Karhu also argued that the ascertainability requirement will put an end to small-dollar class actions. This policy argument has proven persuasive with several district court judges in the Ninth Circuit, and was the subject of an amicus brief by Public Citizen in a case awaiting oral argument in that circuit, Jones v. ConAgra. Judge Goldberg did not share Karhu’s concerns. He noted that in Karhu’s motion to amend the class certification denial, he proposed class member identification methods which, had he included them in his certification motion, may have met the ascertainability requirement. In her concurrence, Judge Martin agreed that the plaintiff belatedly offered a method—subpoenaing retailers for their records—that could feasibly identify class members. Because her fears over the future of small-dollar class actions were more pronounced than the majority’s, Judge Martin also argued that self-identification “can and should be a sufficient means of ascertaining a class.”
Regretfully, the majority in Karhu missed an opportunity to more forcefully respond to Judge Martin’s hand-wringing over the future of class actions with two retorts, both of which Washington Legal Foundation addressed in its Jones v. ConAgra amicus brief. First, the ascertainability requirement only applies for money-damage class actions, under Rule 23(b)(3). Plaintiffs need not prove ascertainability in actions for injunctive or declaratory relief under Rule 23(b)(2). While such actions right the wrongs alleged by plaintiffs, their lawyers would likely reap far lower attorneys’ fees, which is of course why the class-action bar so fiercely opposes ascertainability for money-damage classes.

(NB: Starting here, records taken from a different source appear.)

PR #42526, opened 2015-08-06
squid 3.5.7

stuwil:


Library/Formula/squid.rb
```diff
@@ -58,4 +58,11 @@ def plist; <<-EOS.undent
     </plist>
     EOS
   end
+
+  test do
+    system "#{sbin}/squid"
```
DomT4: If this is launching the server, we'd prefer to do something like [this](https://github.com/Homebrew/homebrew/blob/master/Library/Formula/mpd.rb#L127-L139) because that way if one stage fails the server isn't left running on the system.

If there's a problem after the server is started & before the test completes otherwise, the process is left running.

dunn:
Merged in 10a0350d792599db62552ab2d1748328c54527a9, thanks :octopus:

PR #42527, opened 2015-08-06
changed :yosemite to :mavericks

thos37:
tested this on my mavericks machine and it runs fine


dunn:
Great, merged in 4ba9d9c7c6da11ae09924295bd4d6e87ba8295c5~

Second, the ascertainability requirement not only protects the due-process rights of defendants, it also safeguards the rights and recovery of “absent” class members. As we explained in a past post, unascertainable classes are vulnerable to widespread fraud if defendants settle or plaintiffs are victorious. That fraud reduces the recovery for those who were supposedly injured. A named plaintiffs’ failure to ascertain the size of a class can also lead to low claims rates on settlement funds. Those settlements offer no value to absent class members and are at a high risk of being judicially rejected.
That said, Karhu positively confirms the Eleventh Circuit’s acceptance of ascertainability as a judicial check on unmanageable class actions. In addition, Judge Goldberg’s opinion implicitly affirmed that courts can deny class certification on lack of ascertainability alone. That conclusion is contrary to the outcome of Jones v. ConAgra, the case now pending before the Ninth Circuit. In his district court ruling, Judge Charles Breyer held the class was not ascertainable, but noted explicitly that such a determination did not end a court’s review of a motion for certification.
Courts should not certify a class of plaintiffs whose members cannot be feasibly ascertained by objective methods even if the class otherwise satisfies the requirements of Rule 23. The Ninth Circuit and other federal courts considering ascertainability should follow the Eleventh Circuit’s lead on that point and its broader holding. Unacertainable class actions benefit no one other than the plaintiffs’ lawyers who file them.